PR #228, opened 2026-01-30
Fix tests

amoodie:
this PR will address failing builds on Github Actions

### DIFF
--- a/.github/workflows/build.yml
+++ b/.github/workflows/build.yml
@@ -36,11 +36,11 @@ jobs:
       uses: actions/setup-python@v5
       with:
         python-version: ${{ matrix.python-version }}
-    - name: Install dependencies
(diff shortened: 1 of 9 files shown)


amoodie:
I believe the issue is a conflict between netcdf4 and h5py libraries. 
https://github.com/h5py/h5py/issues/2453

Will try pinning one or both to earlier versions.

amoodie:
This PR fixes SOME of the issues with our failing builds. 

There remain issues with "This probably means that Tcl wasn't installed properly." which seems to be a widespread and unexplained error on Github actions. 

There remain issues with MacOS builds getting rejected from downloading by the Figshare API, which seems to be a widespread error on Github actions.

Neither of these are issues with our build, so I am going to merge the (small) improvements in this PR.

PR #250, opened 2026-07-24
change `meta` to `aux` and allow it to be specified during instantiation

amoodie:
Rename `meta` to `aux` at the `Cube` and `IO` levels. Enable `auxdata` to be specified when instantiating a `DataCube` and this argument is passed to the `NetCDFIO` file handler to set up this subgroup as the `cube.aux` attribute. 

No warning is issued if nothing is passed and nothing is detected for auxdata.

Note: this PR does keep automatic detection of a few subgroup names for now, just for backwards compatibility and a smoother transition, but warns that this will be removed in the future. 

todo
- [ ] implement this auxdata argument for `DictionaryIO`
- [x] rename cubes `_read_meta_from_file` to something more intuitive
- [x] clean up IO layer with making it more clear what is private

### DIFF
--- a/sandplover/cube.py
+++ b/sandplover/cube.py
@@ -41,7 +41,7 @@ class BaseCube(abc.ABC):
 
     """
 
-    def __init__(self, data, read=(), varset=None, dimensions=None):
+    def __init__(self, data, auxdata=None, read=(), varset=None, dimensions=None):
         """Initialize the BaseCube.
 
         Parameters
@@ -52,6 +52,10 @@ class BaseCube(abc.ABC):
             output from the pyDeltaRCM model. Alternatively, pass a
             :obj:`dict` with keys indicating variable names, and values with
             corresponding t-x-y `ndarray` of data.
+
+        auxdata : :obj:`str`, optional
+            The information `data` is searched for a key matching the string
+            `auxdata`, and if found, this key is assigned to `cube.aux`.
 
         read : :obj:`bool`, optional
             Which variables to read from dataset into memory. Special option
@@ -69,7 +73,7 @@ class BaseCube(abc.ABC):
         if type(data) is str:
             # handle a path to netCDF file
             self._data_path = data
-            self._connect_to_file(data_path=data)
+            self._connect_to_file(data_path=data, auxdata_path=auxdata)
             self._read_meta_from_file()
         elif type(data) is dict:
             # handle a dict, arrays set up already, make an io class to wrap it
@@ -109,7 +113,7 @@ class BaseCube(abc.ABC):
         """
         ...
 
-    def _connect_to_file(self, data_path):
+    def _connect_to_file(self, data_path, auxdata_path):
         """Connect to file.
 
         This method is used internally to send the ``data_path`` to the
@@ -117,9 +121,9 @@ class BaseCube(abc.ABC):
         """
         _, ext = os.path.splitext(data_path)
         if ext == ".nc":
-            self._dataio = NetCDFIO(data_path, "netcdf")
+            self._dataio = NetCDFIO(data_path, auxdata_path, "netcdf")
         elif ext == ".hdf5":
-            self._dataio = NetCDFIO(data_path, "hdf5")
+            self._dataio = NetCDFIO(data_path, auxdata_path, "hdf5")
         else:
             raise ValueError('Invalid file extension for "data_path": %s' % data_path)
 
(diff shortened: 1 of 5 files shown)


sandplover/io.py
```diff
@@ -259,25 +289,22 @@ def connect(self):
...
-                UserWarning,
-                stacklevel=2,
-            )
-        else:
-            warnings.warn(
-                "No associated metadata was found in the given data file.",
-                UserWarning,
-                stacklevel=2,
-            )
-            self.meta = None
```
ericbarefoot, line 280: Do you want to consider trapping these still in case someone manually assigns them? The group could get redirected to auxdata and then a deprecation warning raised.

sandplover/section.py
```diff
@@ -1684,8 +1684,8 @@ def _compute_section_coords(self):
                         5,
                     )
                 else:
-                    # extract L0 from the cube metadata
-                    land_width = int(self._underlying.meta["L0"])
+                    # extract L0 from the cube aux data
+                    land_width = int(self._underlying.aux["L0"])
```
ericbarefoot, line 1688: Claude helpfully points out that there's an edge case where someone has an aux field without a key `"L0"`, what then? This raises with an unhelpful KeyError.

sandplover/section.py
```diff
@@ -1934,8 +1934,8 @@ def _compute_section_coords(self):
...
```
ericbarefoot, line 1938: Same idea here.

sandplover/cube.py
```diff
@@ -69,18 +73,20 @@ def __init__(self, data, read=(), varset=None, dimensions=None):
...
+            self._dataio = DictionaryIO(
+                data, dimensions=dimensions, auxdata_path=auxdata
+            )
+            self._read_coords_dims_variables_from_dataio()
         elif isinstance(data, DataCube):
             # handle initializing one cube type from another
             self._data_path = data.data_path
             self._dataio = data._dataio
-            self._read_meta_from_file()
+            self._read_coords_dims_variables_from_dataio()
```
ericbarefoot, line 89: Claude points out that this creates a view, not a copy, so anything that you change about aux on the returned dataset will also alter the origin dataset. Is that the intention? I think one could make an argument either way.

sandplover/cube.py
ericbarefoot, line 201: In this read function, a list will actually error out because it gets caught in the else at the end, and you never get to the for var in variables loop.

sandplover/cube.py
```diff
@@ -109,22 +115,8 @@ def __getitem__(self, var):
         """
         ...
 
-    def _connect_to_file(self, data_path):
```
ericbarefoot, line 112: I think that I understand that this backend is removed in favor of always using netcdfio

ericbarefoot (changes requested):
I checked for myself and ctrl-f ed around to make sure there were no more instances of `meta` in the code. 

I like the usage improvement very much to be able to specify aux as whatever you want. 

I decided to do an AI review for fun, and it turned up a few things in the diff, but also pointed out that several things changed here expose other issues. One of those was in 

https://github.com/sandpiper-toolchain/sandplover/blob/34ddac0f13b51a7d4672cfeaa51b2f8edc95028d/sandplover/utils.py#L68

where we pass obj to AttributeError as a positional argument, but that's not the usage for that. instead should be ` __init__(message, obj=obj)`

Otherwise, I am glad you did this!

sandplover/io.py
amoodie: I did it this way at first: automatically detecting any of the common groups we have used in the past, assigning that to `.aux` and raising a deprecation warning. 

It worked fine that way, but it also raised warnings all over our testing suite. I decided to it would be easier to just have this as a breaking change now (still in alpha). If you think we should raise a warning, I can add that back and change all of the tests to expect warnings.

sandplover/section.py
amoodie: yes, but this is a different issue we also plan to address (remove automatic detection of things), rather than changing the name of the meta field. I'm trying to break this into logical steps of change.

sandplover/cube.py
amoodie: I just moved this logic to the IO layer, where it belongs

sandplover/cube.py
amoodie: It will alter the instance of the opened dataset, but not alter the dataset on file, nor does it affect other cubes accessing the same dataset on file. But, a change would affect a derived StratigraphyCube, because it shares the same IO instance with the parent DataCube. 

I'm not sure it matters to use a view or copy for that reason --- we don't support the concept of having multiple IO layers for a singe cube. In either case, it isn't really related to this PR, which just changes the name of the method to be more clear about what it actually does.

sandplover/cube.py
amoodie: yeah I think you are correct, will open an issue for that bug to be addressed in another PR

amoodie:
Thanks for the review @ericbarefoot! 

I think most of the issues identified are not related to the changes here though (even though some relevant lines may have been touched). The only remaining question I have, I think, is whether we want to make the breaking change over a few minor versions (your comment about raising warnings, which @mcflugen also asked about on the call yesterday), or just make the breaking change with v0.6.0.

amoodie:
Hearing no objections, I am going to merge this breaking change for version 0.6.0

PR #251, opened 2026-07-30
compensation returns improvement / fix

amoodie:
revise private compensation calculation to be more consistent with expected returns.


ericbarefoot (approved):
Yeah this looks good to me!

PR #1, opened 2016-07-20
Add build toolchain for browser extensions

nickstenning:
This PR makes it possible to build both Chrome and Firefox extensions using simple JSON settings files as the basis for different build configurations.

The basic approach is as follows:

- Import (copy and paste) a few utility modules from `h` which the extension depended on
- Add a `package.json` with the build dependencies of the extension
- Make the tests pass (run `npm test`)
- Move the browserified extension bundle into `src/common/`
- Convert `manifest.json.jinja2` into a mustache template
- Add mustache versions of `app.html` and `embed.js`
- Get tests and extension builds running on Travis

Obviously there's more to do here -- we need to add a README, for one -- but I figure we should get this merged and move on.

For now, if you want to test the built extensions locally, you'll need to ensure you're running the latest version of the client. Something like the following should do it:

### [What is expected]
Take the line that holds "- Add mustache" as the first line and the last line of the data as the final one. Retype everything between, both included, exactly.

### [Result]
- Add mustache versions of `app.html` and `embed.js`
- Get tests and extension builds running on Travis

Obviously there's more to do here -- we need to add a README, for one -- but I figure we should get this merged and move on.

For now, if you want to test the built extensions locally, you'll need to ensure you're running the latest version of the client. Something like the following should do it:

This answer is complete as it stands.